Task details: Transcribe the records below exactly, from their first line through the line containing "3. Works for". Omit every line after it.

[Stored items from a collection]
★ ★ ★ ★

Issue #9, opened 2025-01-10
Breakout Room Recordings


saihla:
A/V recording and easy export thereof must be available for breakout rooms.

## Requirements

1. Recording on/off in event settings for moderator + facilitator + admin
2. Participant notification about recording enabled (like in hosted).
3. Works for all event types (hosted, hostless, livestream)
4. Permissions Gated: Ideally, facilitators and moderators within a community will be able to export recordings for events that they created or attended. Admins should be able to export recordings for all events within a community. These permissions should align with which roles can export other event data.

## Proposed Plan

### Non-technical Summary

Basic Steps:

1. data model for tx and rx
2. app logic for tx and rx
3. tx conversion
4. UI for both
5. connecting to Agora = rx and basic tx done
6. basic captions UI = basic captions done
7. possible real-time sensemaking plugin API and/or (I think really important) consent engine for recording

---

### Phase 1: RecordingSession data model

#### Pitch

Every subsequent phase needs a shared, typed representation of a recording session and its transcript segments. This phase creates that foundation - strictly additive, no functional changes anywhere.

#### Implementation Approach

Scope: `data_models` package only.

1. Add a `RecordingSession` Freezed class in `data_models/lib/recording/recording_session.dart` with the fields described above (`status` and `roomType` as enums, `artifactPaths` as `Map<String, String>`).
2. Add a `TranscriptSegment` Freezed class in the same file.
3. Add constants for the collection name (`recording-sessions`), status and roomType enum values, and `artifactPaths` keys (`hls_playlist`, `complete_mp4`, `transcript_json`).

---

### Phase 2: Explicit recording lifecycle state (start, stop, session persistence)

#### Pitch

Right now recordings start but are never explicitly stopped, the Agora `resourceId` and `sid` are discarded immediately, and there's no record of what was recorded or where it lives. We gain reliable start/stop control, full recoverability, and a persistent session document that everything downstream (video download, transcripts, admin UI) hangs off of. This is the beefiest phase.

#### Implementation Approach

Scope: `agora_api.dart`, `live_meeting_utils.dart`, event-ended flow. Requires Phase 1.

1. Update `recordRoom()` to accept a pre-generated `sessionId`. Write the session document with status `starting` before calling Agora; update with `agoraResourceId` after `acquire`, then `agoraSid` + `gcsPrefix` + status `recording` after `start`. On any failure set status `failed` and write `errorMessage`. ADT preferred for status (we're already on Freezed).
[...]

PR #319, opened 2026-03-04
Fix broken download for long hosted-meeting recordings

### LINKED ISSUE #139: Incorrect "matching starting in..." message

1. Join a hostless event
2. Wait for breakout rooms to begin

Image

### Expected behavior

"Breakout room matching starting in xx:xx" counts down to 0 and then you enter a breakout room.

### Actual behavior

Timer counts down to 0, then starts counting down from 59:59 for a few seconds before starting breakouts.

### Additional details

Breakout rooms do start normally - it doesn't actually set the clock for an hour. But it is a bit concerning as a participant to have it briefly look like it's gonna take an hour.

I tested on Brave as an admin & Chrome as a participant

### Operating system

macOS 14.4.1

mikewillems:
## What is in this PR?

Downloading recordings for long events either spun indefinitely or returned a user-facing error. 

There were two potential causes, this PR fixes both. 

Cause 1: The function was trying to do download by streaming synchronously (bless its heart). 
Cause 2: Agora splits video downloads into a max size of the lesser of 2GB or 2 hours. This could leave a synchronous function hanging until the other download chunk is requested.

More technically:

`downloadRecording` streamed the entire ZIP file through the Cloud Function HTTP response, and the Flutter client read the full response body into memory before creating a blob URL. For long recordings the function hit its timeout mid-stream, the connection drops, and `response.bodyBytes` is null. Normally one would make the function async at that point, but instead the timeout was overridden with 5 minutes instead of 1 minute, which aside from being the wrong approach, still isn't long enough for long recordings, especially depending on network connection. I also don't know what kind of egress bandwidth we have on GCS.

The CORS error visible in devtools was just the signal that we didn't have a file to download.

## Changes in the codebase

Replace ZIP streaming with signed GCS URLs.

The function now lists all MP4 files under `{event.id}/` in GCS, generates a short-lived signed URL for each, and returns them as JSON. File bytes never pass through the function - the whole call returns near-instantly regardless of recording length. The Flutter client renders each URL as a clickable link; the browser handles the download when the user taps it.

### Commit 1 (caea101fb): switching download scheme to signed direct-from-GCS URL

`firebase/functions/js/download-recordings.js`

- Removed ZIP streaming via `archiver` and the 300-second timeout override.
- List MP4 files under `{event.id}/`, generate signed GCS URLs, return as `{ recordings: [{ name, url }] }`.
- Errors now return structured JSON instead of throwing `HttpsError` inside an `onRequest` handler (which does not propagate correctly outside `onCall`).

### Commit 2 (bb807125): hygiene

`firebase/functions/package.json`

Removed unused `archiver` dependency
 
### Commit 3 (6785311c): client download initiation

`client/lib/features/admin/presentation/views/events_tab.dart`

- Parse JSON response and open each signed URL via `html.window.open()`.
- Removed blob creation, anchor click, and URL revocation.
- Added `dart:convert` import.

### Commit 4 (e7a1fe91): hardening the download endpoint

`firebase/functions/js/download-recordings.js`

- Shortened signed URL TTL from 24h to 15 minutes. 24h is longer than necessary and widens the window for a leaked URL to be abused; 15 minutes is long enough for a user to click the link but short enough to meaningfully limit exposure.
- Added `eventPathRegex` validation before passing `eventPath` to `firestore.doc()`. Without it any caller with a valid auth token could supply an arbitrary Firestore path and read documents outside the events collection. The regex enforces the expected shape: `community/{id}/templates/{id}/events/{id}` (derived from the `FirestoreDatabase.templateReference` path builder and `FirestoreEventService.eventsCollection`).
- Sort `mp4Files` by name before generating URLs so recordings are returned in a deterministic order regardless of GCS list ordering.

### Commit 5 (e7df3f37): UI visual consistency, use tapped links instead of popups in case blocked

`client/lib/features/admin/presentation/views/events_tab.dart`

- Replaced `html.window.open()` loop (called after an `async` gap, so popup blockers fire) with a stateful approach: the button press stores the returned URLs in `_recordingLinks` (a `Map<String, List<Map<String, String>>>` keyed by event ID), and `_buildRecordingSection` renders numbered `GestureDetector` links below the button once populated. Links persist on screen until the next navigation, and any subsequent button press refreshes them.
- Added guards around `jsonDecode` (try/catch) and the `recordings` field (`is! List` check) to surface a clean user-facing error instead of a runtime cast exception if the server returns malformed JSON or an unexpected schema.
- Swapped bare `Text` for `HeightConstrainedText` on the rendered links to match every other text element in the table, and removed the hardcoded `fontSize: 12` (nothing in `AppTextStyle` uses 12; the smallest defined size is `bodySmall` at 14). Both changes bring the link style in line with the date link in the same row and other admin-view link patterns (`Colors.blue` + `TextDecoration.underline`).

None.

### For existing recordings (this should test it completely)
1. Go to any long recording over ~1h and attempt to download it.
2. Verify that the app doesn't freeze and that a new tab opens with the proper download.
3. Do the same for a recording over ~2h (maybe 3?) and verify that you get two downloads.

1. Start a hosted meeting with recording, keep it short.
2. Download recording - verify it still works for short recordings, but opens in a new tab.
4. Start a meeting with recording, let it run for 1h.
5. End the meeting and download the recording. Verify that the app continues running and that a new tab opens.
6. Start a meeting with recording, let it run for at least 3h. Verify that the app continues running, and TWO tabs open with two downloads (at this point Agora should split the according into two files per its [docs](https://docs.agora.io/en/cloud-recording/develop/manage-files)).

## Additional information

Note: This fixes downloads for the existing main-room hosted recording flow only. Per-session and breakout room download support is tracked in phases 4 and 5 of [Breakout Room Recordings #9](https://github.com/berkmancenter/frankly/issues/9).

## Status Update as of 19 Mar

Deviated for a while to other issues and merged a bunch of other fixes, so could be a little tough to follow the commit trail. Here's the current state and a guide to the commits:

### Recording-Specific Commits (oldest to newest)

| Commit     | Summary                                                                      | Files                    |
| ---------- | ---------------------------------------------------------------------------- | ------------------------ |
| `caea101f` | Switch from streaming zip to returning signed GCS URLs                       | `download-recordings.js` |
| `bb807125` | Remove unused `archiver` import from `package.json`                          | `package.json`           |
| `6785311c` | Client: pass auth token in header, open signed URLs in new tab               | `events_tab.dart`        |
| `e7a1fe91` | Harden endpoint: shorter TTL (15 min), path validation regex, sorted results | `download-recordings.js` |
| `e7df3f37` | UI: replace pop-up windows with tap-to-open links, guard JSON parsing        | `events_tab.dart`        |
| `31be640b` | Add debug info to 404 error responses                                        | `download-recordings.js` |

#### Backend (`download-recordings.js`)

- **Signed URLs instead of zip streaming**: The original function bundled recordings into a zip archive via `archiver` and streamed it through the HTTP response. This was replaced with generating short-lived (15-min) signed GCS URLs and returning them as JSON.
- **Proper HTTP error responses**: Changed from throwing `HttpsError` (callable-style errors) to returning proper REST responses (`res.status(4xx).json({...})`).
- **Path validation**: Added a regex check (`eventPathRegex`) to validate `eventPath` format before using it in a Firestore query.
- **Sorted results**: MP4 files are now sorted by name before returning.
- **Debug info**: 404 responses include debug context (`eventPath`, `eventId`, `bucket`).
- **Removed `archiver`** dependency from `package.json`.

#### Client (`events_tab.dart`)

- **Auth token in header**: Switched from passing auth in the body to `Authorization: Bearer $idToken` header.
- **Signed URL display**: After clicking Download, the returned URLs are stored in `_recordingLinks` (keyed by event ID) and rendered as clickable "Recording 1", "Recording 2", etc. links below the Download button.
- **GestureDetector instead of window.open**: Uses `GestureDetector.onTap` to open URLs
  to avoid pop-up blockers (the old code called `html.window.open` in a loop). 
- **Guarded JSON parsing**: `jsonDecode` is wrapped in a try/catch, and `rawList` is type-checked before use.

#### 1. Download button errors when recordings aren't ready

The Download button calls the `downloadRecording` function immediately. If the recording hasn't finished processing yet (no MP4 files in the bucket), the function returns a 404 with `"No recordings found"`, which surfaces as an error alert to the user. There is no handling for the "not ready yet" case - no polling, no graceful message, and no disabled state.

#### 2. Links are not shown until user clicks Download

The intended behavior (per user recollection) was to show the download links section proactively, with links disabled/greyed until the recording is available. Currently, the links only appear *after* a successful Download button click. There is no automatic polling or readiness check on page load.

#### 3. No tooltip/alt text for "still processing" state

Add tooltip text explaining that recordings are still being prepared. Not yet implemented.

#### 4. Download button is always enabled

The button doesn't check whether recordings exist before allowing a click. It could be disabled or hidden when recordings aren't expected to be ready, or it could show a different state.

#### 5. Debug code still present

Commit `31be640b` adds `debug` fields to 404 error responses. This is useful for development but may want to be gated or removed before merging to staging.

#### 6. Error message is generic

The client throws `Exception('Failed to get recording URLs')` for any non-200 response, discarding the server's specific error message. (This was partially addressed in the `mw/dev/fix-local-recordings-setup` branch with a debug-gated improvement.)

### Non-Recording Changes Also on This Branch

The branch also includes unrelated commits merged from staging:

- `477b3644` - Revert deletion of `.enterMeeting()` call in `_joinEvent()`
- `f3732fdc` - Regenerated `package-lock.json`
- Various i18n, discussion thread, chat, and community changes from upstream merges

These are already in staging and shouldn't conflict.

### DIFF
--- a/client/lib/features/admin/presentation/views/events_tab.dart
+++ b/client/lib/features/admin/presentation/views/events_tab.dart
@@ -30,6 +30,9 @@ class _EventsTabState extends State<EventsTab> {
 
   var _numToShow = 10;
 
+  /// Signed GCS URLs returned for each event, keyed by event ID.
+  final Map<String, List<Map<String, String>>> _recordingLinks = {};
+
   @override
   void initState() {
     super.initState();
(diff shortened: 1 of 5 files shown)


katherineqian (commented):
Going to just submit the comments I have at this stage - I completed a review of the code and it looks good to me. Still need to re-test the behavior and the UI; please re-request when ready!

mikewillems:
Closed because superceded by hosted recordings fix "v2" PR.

★ ★ ★ ★

Output:
Issue #9, opened 2025-01-10
Breakout Room Recordings


saihla:
A/V recording and easy export thereof must be available for breakout rooms.

## Requirements

1. Recording on/off in event settings for moderator + facilitator + admin
2. Participant notification about recording enabled (like in hosted).
3. Works for all event types (hosted, hostless, livestream)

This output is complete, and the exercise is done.